On Thu, Jul 8, 2021 at 12:02 PM Peter Giles <gil...@uw.edu> wrote:

> Hi all, I have a non-iceberg Spark streaming process that I'm trying
> to re-engineer, and am running into some trouble making it happen
> using Iceberg.  I think I'm using a fairly common pattern, so I wonder
> if someone here can give me a tip on how to go about it.  I'll try to
> be concise but give enough detail to convey the problem:
>
> It's a spark streaming app that takes micro-batches of data from a
> kafka topic, does some transformation on it, sorts the in-flight data,
>  and then writes the micro-batch out into an existing ORC "table" (not
> a hive table, just an HDFS directory that contains all of the
> partitions).  The table is partitioned by date+hour, and within each
> partition it's ordered by a string field.  There is a constant stream
> of incoming data, and it's a whole lot of volume, so micro-batches are
> being processed frequently, each of which creates an additional set of
> ORC files within the table.  This results in lots of files being
> created, way more than is optimal, so after a time, when all the data
> for an hour has finally been written out, a separate job
> "compacts"/coalesces that hour of data (in other words, it gets
> re-written to a smaller number of ORC files).
>
> Why do it this way?
> * Data is available for search/analysis almost immediately.
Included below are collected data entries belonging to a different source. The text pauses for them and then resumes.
PR #1796, opened 2017-10-06
[MRG] Remove clearing of sequence

betatim:
Clearing the string containing the sequence is not needed and was
happening too early (before the end of the loop).

Noticed this because when working on the rolling hash. For one of the unit tests the first character in the sequence would suddenly be `\0` which "breaks everything".

Any ideas how we can test for this explicitly? I don't :(

- [x] Is it mergeable?
  `scripts/` is it tested?

### DIFF
--- a/src/oxli/hashtable.cc
+++ b/src/oxli/hashtable.cc
@@ -453,9 +453,6 @@ uint64_t * Hashtable::abundance_distribution(
 
     Read read;
 
-    string name;
-    string seq;
-
     // if not, could lead to overflow.
     if (sizeof(BoundedCounterType) != 2) {
         delete[] dist;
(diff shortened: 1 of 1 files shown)


src/oxli/hashtable.cc
```diff
@@ -482,9 +478,6 @@ uint64_t * Hashtable::abundance_distribution(
                 BoundedCounterType n = get_count(kmer);
                 dist[n]++;
             }
-
-            name.clear();
-            seq.clear();
```
betatim: `KmerHashIteratorPtr` has a pointer to `seq` which we invalidate by calling `clear()`. The standard apparently doesn't require that `clear` actually goes and sets all characters to `\0` so all it does is set the first one to `\0`. Not sure why we are calling `clear()` in the first place. If at all it should be just after the `while` loop. I think we never noticed before because we don't "subtract" the first character to compute the hash of the second kmer. This is new in the rolling hash ... was pretty puzzled as to why sometimes "AAAAAAAA" would result in a hash that changes as you iterate through the 4-mers in that sequence ... :)

standage: Yeah, I can't see any reason why this should be here.

betatim:
🍻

All the
> previous hours of data, having been compacted, are well optimized, and
> having one poorly optimized hour is fine in trade for being able to
> access the most recent data too.
> * Writing many smaller ORC files for the current hour allows each file
> to keep the correct ordering, which turns out to be important:  Using
> ORC's bloom filters (AKA "light indexes") in combination with the
> sorted data vastly improves search performance.
>
> The major pain point is "compaction": because that process rewrites
> the hour of data and then replaces the existing files, it will break
> any already running analyses that happen to need rows from that hour.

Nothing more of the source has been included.